Poi c’è stato Cetto La Qualunque di Qualunquemente di Giulio Manfredonia (2011) che si abbigliava in maniera spudorata come il protagonista di Buen Camino. Solo che nel caso di Cetto i vestiti, come tutto quello che toccava, erano frutto di economia sommersa (un’allusione a una ricevuta fa paralizzare il film), mentre in quello di Zalone gli abiti sono di case di moda con la condotta fiscale immacolata e i soldi sperperati sono duramente e onestamente guadagnati.
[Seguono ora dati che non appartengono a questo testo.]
PR #3191, opened 2025-07-21
Optimizing DualLabledCounter metric and adding a benchmark for it

travis79:


glean-core/src/metrics/dual_labeled_counter.rs
```diff
@@ -18,59 +19,60 @@ const OTHER_LABEL: &str = "__other__";
...
+
+        // let mut map_size = shallow_size;
+        // for (k, v) in map.iter() {
+        //     map_size += k.size_of(ops);
+        //     map_size += v.size_of(ops);
+        // }
+        // n += map_size;
+
+        // n
+        0
```
travis79: It doesn't like measuring this with the hashmap key being `(Spur, Spur)`

glean-core/Cargo.toml
```diff
@@ -57,10 +58,15 @@ env_logger = { version = "0.10.0", default-features = false, features = ["humant
...
+criterion = "0.5"
 
 [build-dependencies]
 uniffi = { version = "0.29.3", default-features = false, features = ["build"] }
 
 [features]
 # Enable `env_logger`. Only works on non-Android non-iOS targets.
 enable_env_logger = ["env_logger"]
+
+[[bench]]
```
travis79, line 70: I couldn't get it to run the benchmark without adding this

PR #18, opened 2019-11-23
api: Remove skip_decoding option

michi-covalent:
Now that flows always get decoded, we don't need this option anymore.


michi-covalent:
2 commits:
- remove skip_decoding option
- clean up filters package to not use payload

pkg/filters/filters.go
```diff
@@ -282,17 +282,8 @@ func filterByVerdicts(vs []pb.Verdict) FilterFunc {
 func filterByEventType(types []*pb.EventTypeFilter) FilterFunc {
 	return func(ev *v1.Event) bool {
 		event := ev.GetFlow().GetEventType()
-		// fall back on payload data for undecoded types
```
gandro: This commit misses the "Signed-off-By"

michi-covalent: done

PR #30, opened 2019-12-05
 api: Introduce interface for pb.Flow 

gandro:
This introduces an interface for `pb.Flow` and generalizes `v1.Event` to return an instance of the interface. This allows better mocking and alternative flow implementations in the future.

The second PR moves the `metrics.ProcessFlow` over to the new interface .

### DIFF
--- a/pkg/api/v1/interface.go
+++ b/pkg/api/v1/interface.go
@@ -1,0 +1,49 @@
+// Copyright 2019 Authors of Hubble
+//
+// Licensed under the Apache License, Version 2.0 (the "License");
+// you may not use this file except in compliance with the License.
+// You may obtain a copy of the License at
+//
+//     http://www.apache.org/licenses/LICENSE-2.0
+//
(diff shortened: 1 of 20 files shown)


pkg/api/v1/interface.go
```diff
@@ -0,0 +1,49 @@
...
+	GetL7() *pb.Layer7
+	GetReply() bool
+	GetEventType() *pb.CiliumEventType
+	GetSourceService() *pb.Service
+	GetDestinationService() *pb.Service
+	GetSummary() string
+}
+
+// This ensures that the protobuf definition implements the interface
+var _ Flow = &pb.Flow{}
```
michi-covalent: neat, although i kind of wish we can just auto-generate this interface.

gandro: Agreed. Unfortunately, I haven't found a tool that nicely implements the interface that without all the `XXX_` methods created by protoc-gen-go.

michi-covalent:
ok merging

PR #33, opened 2019-12-06
filter: Add support for filtering by reply field

michi-covalent:
The filter is defined as a repeated field even though it's a boolean
filter so that we can distinguish the filter being explicity set to
false from the zero value of boolean type.


pkg/filters/filters.go
```diff
@@ -465,6 +465,24 @@ func filterByPort(portStrs []string, getPort func(*v1.Event) (port uint16, ok bo
 	}, nil
 }
 
+func filterByReplyField(replyParams []bool) FilterFunc {
+	return func(ev *v1.Event) bool {
+		if len(replyParams) == 0 {
+			return true
+		}
+		if ev.GetFlow() == nil {
```
gandro: Unfortunately, since #30 `GetFlow` returns an interface type and this check will never be true. We should probably add a `HasFlow()` to `v1.Event` for this purpose.

michi-covalent: rebased with #30 merged. added a type switch for `ev.Event.(type)` instead of checking if `GetFlow` is nil.

PR #34, opened 2019-12-10
Payload handling

glibsm:
By default the entire binary payload was sent over the wire, which is duplicate info.

❯ git log origin/master..HEAD --oneline --no-decorate
103c29b pkg/server: Remove binary payload by default
4ff3dab api/v1: Boolean flag for payload


glibsm:
closing in favor of the newer PR

PR #47, opened 2020-01-10
helm: set priorityClassName to system-node-critical for hubble pods

### LINKED ISSUE #25: scheduler.alpha.kubernetes.io/critical-pod is obsolete in k8s 1.16
According to https://github.com/kubernetes/kubernetes/blob/e9ce31bcb3feb411c4de4902651e43dbb78ed151/CHANGELOG-1.16.md, the annotation scheduler.alpha.kubernetes.io/critical-pod is obsolete, and Pod priority (spec.priorityClassName) should be used instead to mark pods as critical.

Rolinh:
The annnotation `scheduler.alpha.kubernetes.io/critical-pod` is now obsolete and has to be replaced by the priorityClassName spec instead to mark an add-on pod as critical.

There exists 2 priority classes to mark an add-on pod as critical (only under the `kube-system` namespace), namely:
- `system-cluster-critical` (value: 2000000000)
- `system-node-critical`    (value: 2000001000)

As the hubble pod is critical to the node itself, the system-node-critical priority class is appropriate for hubble pods.

Closes #25

### DIFF
--- a/install/kubernetes/hubble/templates/daemonset.yaml
+++ b/install/kubernetes/hubble/templates/daemonset.yaml
@@ -10,13 +10,8 @@ spec:
       kubernetes.io/cluster-service: "true"
   template:
     metadata:
-      annotations:
-        # This annotation plus the CriticalAddonsOnly toleration makes
-        # hubble to be a critical pod in the cluster, which ensures hubble
-        # gets priority scheduling, same as cilium-agent.
-        # https://kubernetes.io/docs/tasks/administer-cluster/guaranteed-scheduling-critical-addon-pods/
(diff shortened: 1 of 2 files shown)


Rolinh:
> Looks good to me. In Cilium we have a check to only enable this on Kubernetes 1.11+, but since 1.10 is EOL at this point and Cilium also drops support in 1.7 as well, I think it's fine to leave it.

The check in cilium also ensures that this setting is only applied when the namespace is `kube-system`, which is relevant here as well. However, in a case where hubble wouldn't run in the `kube-system` namespace, a custom `priorityClass` shall be defined to set the pod priority. This should probably be done in a separate PR I think.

Ma non da lui. Anche Checco, come Camillo e Cetto, corrompe, però non per ottenere più potere e quindi soldi, ma per ragioni personali.
In questi cinque anni passati lontano dal grande schermo, dopo la flessione solitaria e buonista di Tolo Tolo, Zalone ha riallacciato il sodalizio con Gennaro Nunziante, con cui ha girato quattro dei suoi cinque film e, insieme, hanno pensato a una maschera diversa: il cinquantenne ignorante, fiero di esserlo, ricchissimo di seconda generazione, vicino all’estetica degli imprenditori ereditieri, diventati influencer con milioni di follower, la cui vita è una vetrina di lusso esclusivo.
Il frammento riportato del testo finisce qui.